Tax regulations no longer need OIRA review


Treasury and the Office of Management and Budget (OMB) signed a memorandum of agreement (MOA) on June 9 that ends the review of tax regulations by OMB’s Office of Information and Regulatory Affairs (OIRA). The decision could speed up the regulatory process but removes an extra venue for taxpayers to lobby on guidance. 


The new agreement effectively reverses a Trump administration policy that had subjected tax regulations to review for the first time in decades. Executive Order 12866 issued by President Clinton in 1993 generally requires federal agencies to submit major regulations to OIRA for review. But under a series of long-standing MOAs, tax regulations were generally exempt from these requirements. President Trump ended that in 2018 with an MOA that required tax regulations to undergo OIRA review if the regulations raised novel legal or policy issues, interfered with action by another agency, or had a non-revenue economic impact of $100 million or more.
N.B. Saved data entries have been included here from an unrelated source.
PR #170, opened 2015-12-11
Splitting `Types` into a bunch of smaller modules

ranjitjhala:
and generally cleaning up. Much remains todo, but at least those changes should be isolated _within_ the individual modules.


ranjitjhala:
@bmcfluff please pull ASAP, else we'll be in crazy conflict hell...

PR #171, opened 2015-12-11
Remove WrappedC

bmcfluff:


ranjitjhala:
@bmcfluff are all the constraints in the `cm0` in the signature [here](https://github.com/ucsd-progsys/liquid-fixpoint/pull/171/files#diff-08563e0ad9a9edb5cdd5502f320682b8R28) contained inside the `SInfo` ?

ranjitjhala:
Put another way, why do we have a *separate* `cm0` and `SInfo` ? The latter should be "the constraints"...?

bmcfluff:
cm0 is the constraints as passed in from the client. SInfo contains the constraints after we've done stuff to them including renaming variables and pushing the lhs into the environment, changing the type from SubC to SimpC (FInfo to SInfo) in the process. I figured both the client and the type system would prefer to learn which of their original constraints were invalid, not our modified ones. Thoughts?

ranjitjhala:
> I figured both the client and the type system would prefer to learn which
> of their original constraints were invalid, not our modified ones. Thoughts?

Doesn't each _transformed_ constraint map to a unique _input_ constraint 
with the same id? If so, it should suffice to preserve those.

Alternately (note that this is a nice illustration of the utility of parametric polymorphism),
as long as we ensure the top-level solvers in `Solver.hs` preserve the signature:

```
solve :: (NFData a, Fixpoint a) => Solver a
``` 

then the client has all the information they need about which constraint "failed" because
they can index the individual constraints however they please, and the `Result` will tell them
which constraints failed.

bmcfluff:
Ok, I pushed the polymorphic solution.

PR #179, opened 2016-01-13
Relax cereal to >= 0.4; update Stackage snapshot

spinda:
Fixes https://github.com/ucsd-progsys/liquidhaskell/issues/571


ranjitjhala:
Is there a reason to new to use the new resolver? it just triggers a long build...

spinda:
I updated so it would match LiquidHaskell's, as them being out-of-sync was the source of the issue in the first place.

PR #180, opened 2016-01-13
Expose fApp'

spinda:
This is a useful function that I'd like to use from LiquidHaskell, but it's not currently exported.


ranjitjhala:
@nikivazou is playing around with this code a lot may make sense to try to pull from her branch?

spinda:
Is that https://github.com/ucsd-progsys/liquid-fixpoint/tree/genEApp?

PR #183, opened 2016-01-20
implementation of delta debugging minimization

rolph-recto:
* The delta debugging code lives in `Solver.hs`; I can't move it to its own module because it has a circular / mutual dependency with `solve`.

* Use case is `fixpoint --minimize [file]`. The minimization code then outputs `.liquid/[file].minfq`, which is an FQ file that contains the minimal unsatisfiable subtyping constraint set.

* Added cleanup code and exception handling to `runSolverM` in `Solver/Monad.hs`. Multiple calls to the solver, such as what delta debugging minimization does, broke previously because the *.smt2 file was not released.

### DIFF
--- a/src/Language/Fixpoint/Smt/Interface.hs
+++ b/src/Language/Fixpoint/Smt/Interface.hs
@@ -248,9 +248,8 @@ makeProcess s
 --------------------------------------------------------------------------
 cleanupContext :: Context -> IO ExitCode
 --------------------------------------------------------------------------
-cleanupContext me@(Ctx {..})
-  = do smtWrite me "(exit)"
-       code <- waitForProcess pId
+cleanupContext (Ctx {..})
+  = do code <- waitForProcess pId
        hClose cIn
        hClose cOut
        maybe (return ()) hClose cLog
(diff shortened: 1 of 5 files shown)


gridaphobe:
Sorry, one more thing. We need to move the `smtWrite "(exit)"` call out of `cleanupContext`, and into `runSolverM`. Otherwise if z3 dies unexpectedly, I believe we'll get another exception when we try to write to the pipe.

Would you mind making that change?

https://github.com/ucsd-progsys/liquid-fixpoint/blob/cd1a1afaf6f8d9ebd4d63f925aefa580332b5f41/src/Language/Fixpoint/Smt/Interface.hs#L249

rolph-recto:
Done! Just had to add an `OverloadedStrings` pragma in `Monad.hs` to make it compile.

gridaphobe:
thanks!

ranjitjhala:
Is there any documentation/examples on how to run this?

rolph-recto:
Nothing beyond the blurb on the original post (https://github.com/ucsd-progsys/liquid-fixpoint/pull/183#issue-127768997) and the `--help` command. Is that sufficient?

ranjitjhala:
Are there any example tests you have run it on, e.g. a file `tests/min/foo.fq` which when run through the `--minimize` yields `tests/min/foo.minfq` (which is also unsat?)

ranjitjhala:
i.e. can you add one or two such tests?

Issue #193, opened 2016-02-04
Bug in SMT embedding of polymorphic applications


ranjitjhala:
@nikivazou there is some issue in your defunctionalization, see:

https://github.com/ucsd-progsys/liquid-fixpoint/blob/develop/tests/todo/poly.fq

which is just:

```
// MONOMORPHIC This definition works fine ...
// constant offset : (func(2, [int ; (BitVec Size32) ]))

// POLYMORPHIC But this crashes as 'offset 0' is embedded as int not bv...
constant offset : (func(2, [int; @(1)]))

bind 0 x  : {VV : (BitVec  Size32) | [ VV = offset 0 ]}

constraint: 
  env [0]
  lhs {VV : (BitVec Size32) | [ VV = x ] }
  rhs {VV : (BitVec Size32) | [ VV = x ] }
  id 1 tag [1]
```

The *monomorphic* definition works fine, but the *polymorphic* one doesn't, because the `offset 0` 
term gets embedded/serialized as `int` using the `int_apply`. This is a bug because the term is infact a `BitVec...` as thats the only way that the equality could be well-typed.

nikivazou:
Pushed a fix!

ranjitjhala:
is the `elaborate` code fixed and merged in? if so, shall we close this issue?

nikivazou:
Yes, it is fixed, closing!

PR #194, opened 2016-02-04
Elaborate Eq

nikivazou:
fix for #193


ranjitjhala:
@nikivazou see the changes. the particular tests here (and the original issue passes) but I need to build against LH etc. to see that nothing is broken...

nikivazou:
Looks good, other than it breaks the prover, but will fix it later. 

I created a liquidhaskell pull request to test lh tests

https://github.com/ucsd-progsys/liquidhaskell/pull/607

PR #196, opened 2016-02-09
Nonlinear

nikivazou:
Make interpreted mul and div the default behavior

### DIFF
--- a/src/Language/Fixpoint/Smt/Interface.hs
+++ b/src/Language/Fixpoint/Smt/Interface.hs
@@ -100,7 +100,8 @@ runCommands cmds
 -- TODO take makeContext's Bool from caller instead of always using False?
 makeZ3Context :: FilePath -> [(Symbol, Sort)] -> IO Context
 makeZ3Context f xts
-  = do me <- makeContext False Z3 f
+  = do me <- makeContextWithSEnv False Z3 f $ fromListSEnv xts
+       smtDecls me (toListSEnv initSMTEnv)
        smtDecls me xts
        return me
 
--- a/src/Language/Fixpoint/Solver/Monad.hs
+++ b/src/Language/Fixpoint/Solver/Monad.hs
@@ -89,12 +89,14 @@ runSolverM cfg fi _ act = do
     return $ fst res
 
   where
-    acquire = makeContextWithSEnv (linear cfg) (solver cfg) file env 
+    acquire = makeContextWithSEnv lar (solver cfg) file env 
     release = cleanupContext
     be      = F.bs     fi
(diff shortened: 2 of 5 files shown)


gridaphobe:
How does this affect SMT solvers other than Z3? IIRC we claim to support CVC4 and MathSat as well.

nikivazou:
Good point! We do not have these solvers in the test suite right? I am adding a `linear` flag so we can switch again in case of a problem

gridaphobe:
I think we only test with Z3 at the moment. My point was more that we should try to ensure all solver backends work well out-of-the-box, e.g. if MathSat doesn't support non-linear arithmetic, then `--smtsolver mathsat` should imply `--linear`.

gridaphobe:
(And this should be documented in the README and CHANGELOG!)

nikivazou:
I bet most smt solvers support mul and div. Though, given that we are going into an (in theory) undecidable logic not sure how efficient they will be.

gridaphobe:
But we shouldn't bet about the solvers we list in the README as supported, we should test! And even if they support interpreted mul and div, but produce sub-optimal results (e.g. timing out or returning "unknown") we should perhaps use the uninterpreted versions.

nikivazou:
Ok, lets see what Z3 does first

ranjitjhala:
@nikivazou -- can you add CSV files (performance) for before / after this
merge?

nikivazou:
I have this https://github.com/ucsd-progsys/liquidhaskell/blob/bab3b940891809a6d7a5efe871faafebd2f784ad/tests/logs/defunctionalized.csv

and the one where the numbers are actually compared:

https://github.com/ucsd-progsys/liquidhaskell/blob/bab3b940891809a6d7a5efe871faafebd2f784ad/tests/logs/slowdown.csv

gridaphobe:
@nikivazou Please update the CHANGELOG (and README if it mentioned `--real`)

nikivazou:
I did in liquidHaskell

On Tue, Feb 9, 2016 at 1:56 PM, Eric Seidel <notifications@github.com>
wrote:

> @nikivazou <https://github.com/nikivazou> Please update the CHANGELOG
> (and README if it mentioned --real)
>
> —
> Reply to this email directly or view it on GitHub
> <https://github.com/ucsd-progsys/liquid-fixpoint/pull/196#issuecomment-182094773>
> .
>



-- 
Niki Vazou

gridaphobe:
Fixpoint is a separate package, and has its own changelog :)

nikivazou:
Done!

PR #216, opened 2016-03-23
promote ints to reals instead of dropping refinements

gridaphobe:
Currently we prune refinements like `0 != 0.0`, which is unsound.
We could just report a sort error, but this leads to problems
for liquidhaskell, as `0` can refer to an Int or a Double.
So instead we promote ints to reals when necessary, which is sound.

It feels a bit wrong, but it's much simpler than any alternative
I can think of that doesn't reject ucsd-progsys/liquidhaskell#602
as ill-formed rather than unsafe.

needed to fix ucsd-progsys/liquidhaskell#602

### DIFF
--- a/.gitignore
+++ b/.gitignore
@@ -27,3 +27,4 @@
 /tests/neg/.liquid/
 /tests/pos/.liquid/
 /external/ocamlgraph/config.log
+/TAGS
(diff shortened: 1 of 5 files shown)


ranjitjhala:
Wow, thanks for figuring this out!

PR #224, opened 2016-05-03
Higher order quals (optionally) and currying on logical functions

nikivazou:


ranjitjhala:
Do LH tests pass? Are all changed "optional"?  any performance hits?

nikivazou:
LH tests pass

One change is optional: to use quals with function arguments (which leads to very bad performance)
The other edit (curry used defined logical functions) is not optional.

gridaphobe:
What about performance implications?

nikivazou:
Was just asking @christetreault how to easily compare performances

ranjitjhala:
Are the performance comparisons done here? (where are the CSV files?)

PR #351, opened 2022-05-25
fix: handle null work endDates in sort

ReubenRobertsHEE:
TIS21-2911: Sort work placements for previously-submitted forms

### DIFF
--- a/src/main/java/uk/nhs/hee/tis/trainee/forms/migration/SortWorkPlacements.java
+++ b/src/main/java/uk/nhs/hee/tis/trainee/forms/migration/SortWorkPlacements.java
@@ -60,7 +60,8 @@ public class SortWorkPlacements {
    */
   @Execution
   public void migrate() {
-    Comparator<Work> compareEndDates = Comparator.comparing(Work::getEndDate).reversed();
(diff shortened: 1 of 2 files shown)


src/main/java/uk/nhs/hee/tis/trainee/forms/migration/SortWorkPlacements.java
```diff
@@ -60,7 +60,8 @@ public SortWorkPlacements(MongoTemplate mongoTemplate, FormRPartBService formSer
    */
   @Execution
   public void migrate() {
-    Comparator<Work> compareEndDates = Comparator.comparing(Work::getEndDate).reversed();
+    Comparator<Work> compareEndDates = Comparator.comparing(Work::getEndDate,
+        Comparator.nullsLast(Comparator.naturalOrder())).reversed();
```
JosephKelly, line 64: This is equivalent to `Comparator.nullsFirst(Comparator.reverseOrder()))`.

Did you want to preserve/make clear that it is ordered in a particular way and then reversed or is the alternative a more accurate way of describing the intended ordering?

PR #352, opened 2022-05-27
chore: remove trainee form submitted in error

ReubenRobertsHEE:
This seems a rather painstaking way to do this, but it follows the
existing pattern of deleting e.g. the Test form.

NO-TICKET: https://hee-nhs-tis.slack.com/archives/G010E91L89K/p1653641991735899


ReubenRobertsHEE:
It's a little tricky figuring out which form was submitted first from the database records, but the S3 bucket makes it a bit easier: https://s3.console.aws.amazon.com/s3/buckets/tis-trainee-documents-upload-prod?prefix=160419/forms/formr-a/&region=eu-west-2

ReubenRobertsHEE:
Done manually

PR #447, opened 2023-01-03
Fix/standardise form ids

Judge40:
Marking as draft as I need to write some further tests and the application config needs the temp local hack removing from the database connection URI before merge.


Judge40:
The changes made here were split out in to several PRs, this is no longer needed.

PR #448, opened 2023-01-04
fix: create consistent form ids

Judge40:
The form ID number is a different format depending on whether the form The form ID number is a different format depending on whether the form was ever saved as a draft or not, direct submission results in a UUID style ID e.g. c95f2312-a08c-46d4-8e0c-5c13215c96d0 but if the form was saved as a draft before later submitting the ID will be in the ObjectId style e.g. 63a3376e7199d510f8f56808

Use an event listener to populate the form ID with a UUID string representation before converting it to a document, this avoids Mongo from setting the ObjectId automatically.
A follow up submission will migrate the existing ObjectIds to the new standardised UUID string format.

TIS21-4006

[TIS21-4006]: https://hee-tis.atlassian.net/browse/TIS21-4006?atlOrigin=eyJpIjoiNWRkNTljNzYxNjVmNDY3MDlhMDU5Y2ZhYzA5YTRkZjUiLCJwIjoiZ2l0aHViLWNvbS1KU1cifQ

### DIFF
--- a/build.gradle
+++ b/build.gradle
@@ -10,7 +10,7 @@ plugins {
 }
 
 group = "uk.nhs.hee.tis.trainee"
-version = "0.5.5"
+version = "0.5.6"
 
 configurations {
   compileOnly {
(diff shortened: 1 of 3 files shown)


ReubenRobertsHEE (approved):
Looks good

In practice, nearly all meaningful regulations were submitted to OIRA for review over the past five years. The impact of review could be publicly gauged, as disclosure rules allowed for taxpayers to view any changes made to guidance after the OIRA review. Many taxpayers lobbying on regulatory issues had hoped to find a more receptive audience at OIRA than at Treasury, but substantive changes during the OIRA review process were relatively rare. OIRA did often prompt Treasury to further explain their reasoning in preambles. Treasury appears likely to retain the practice of expansive preambles to combat an increasing trend to challenge tax regulations on procedural grounds.